Question

If the bond order in \( C_2 \) is \( x \), then the bond order in \( B_2 \) and \( O_2 \), respectively are:

• A. \( \frac{1}{2} x, 2x \)
• B. \( x, x \)
• C. \( \frac{1}{2} x, x \)
• D. \( x, 2x \)

Hint:

The bond order can be calculated as: \[ \text{Bond Order} = \frac{\text{Number of bonding electrons} - \text{Number of antibonding electrons}}{2} \]

Answer 1

The Correct Option is C

Bond order is related to the number of bonding and antibonding electrons in a molecule. For molecules like \( C_2 \), \( B_2 \), and \( O_2 \), the bond order can be calculated using the molecular orbital theory.
For \( C_2 \), the bond order is \( x \), which indicates that the total bonding electrons contribute to the bond strength. The molecular orbital theory states that in \( B_2 \) and \( O_2 \), bond orders are proportional to the bonding electron count relative to the number of electrons in the antibonding orbitals.
Thus, if the bond order in \( C_2 \) is \( x \), we find that the bond order in \( B_2 \) is \( \frac{1}{2} x \), and the bond order in \( O_2 \) is \( x \).

Answer 2

Step 1: Understand bond order in molecular orbital theory.
Bond order is calculated using the formula:
\[ \text{Bond order} = \frac{(\text{Number of bonding electrons} - \text{Number of antibonding electrons})}{2} \]
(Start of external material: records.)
PR #18237, opened 2023-03-10
Holotool can repair mechs (for real this time)

Moltijoe:
Needed another check to be forced = TRUE to bypass fuel

:cl:  
bugfix: Holotool welder can repair mechs
/:cl:

### DIFF
--- a/yogstation/code/game/objects/items/holotool/holotool.dm
+++ b/yogstation/code/game/objects/items/holotool/holotool.dm
@@ -50,6 +50,9 @@
 			return TRUE
 	. = ..()
 
+/obj/item/holotool/use(used)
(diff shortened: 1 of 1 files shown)


MajManatee:
@Moltijoe next make it so the holo tool welder can cut through the reinforced plating on doors

Moltijoe:
> @Moltijoe next make it so the holo tool welder can cut through the reinforced plating on doors

unless the airlocks have snowflake code, this should also allow that, this just lets it bypass the fuel check, meaning anything that looks for TOOL_WELDER tool behaviour should work.

MajManatee (approved):
surely this wont go wrong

Step 2: Bond order in \( C_2 \).
The electronic configuration of \( C_2 \) (12 electrons) in molecular orbitals is:
\[ (1\sigma)^2(1\sigma^*)^2(2\sigma)^2(2\sigma^*)^2(1\pi)^4 \] Bonding electrons = 8, Antibonding electrons = 4
\[ \text{Bond order of } C_2 = \frac{8 - 4}{2} = 2 \quad \Rightarrow x = 2 \]

Step 3: Bond order in \( B_2 \).
\( B_2 \) has 10 electrons:
Configuration: \((1\sigma)^2(1\sigma^*)^2(2\sigma)^2(2\sigma^*)^2(1\pi)^2\)
Bonding = 6, Antibonding = 4
\[ \text{Bond order of } B_2 = \frac{6 - 4}{2} = 1 \] \[ \text{So, Bond order of } B_2 = \frac{1}{2} \times x = \frac{1}{2} \times 2 = 1 \]

Step 4: Bond order in \( O_2 \).
\( O_2 \) has 16 electrons:
Configuration: \((1\sigma)^2(1\sigma^*)^2(2\sigma)^2(2\sigma^*)^2(1\pi)^4(1\pi^*)^2\)
Bonding = 10, Antibonding = 6
\[ \text{Bond order of } O_2 = \frac{10 - 6}{2} = 2 = x \]

Step 5: Conclusion.
Bond order in \( B_2 \) = \( \frac{1}{2} x \), and in \( O_2 \) = \( x \)
Hence, the correct answer is: \( \frac{1}{2} x, x \).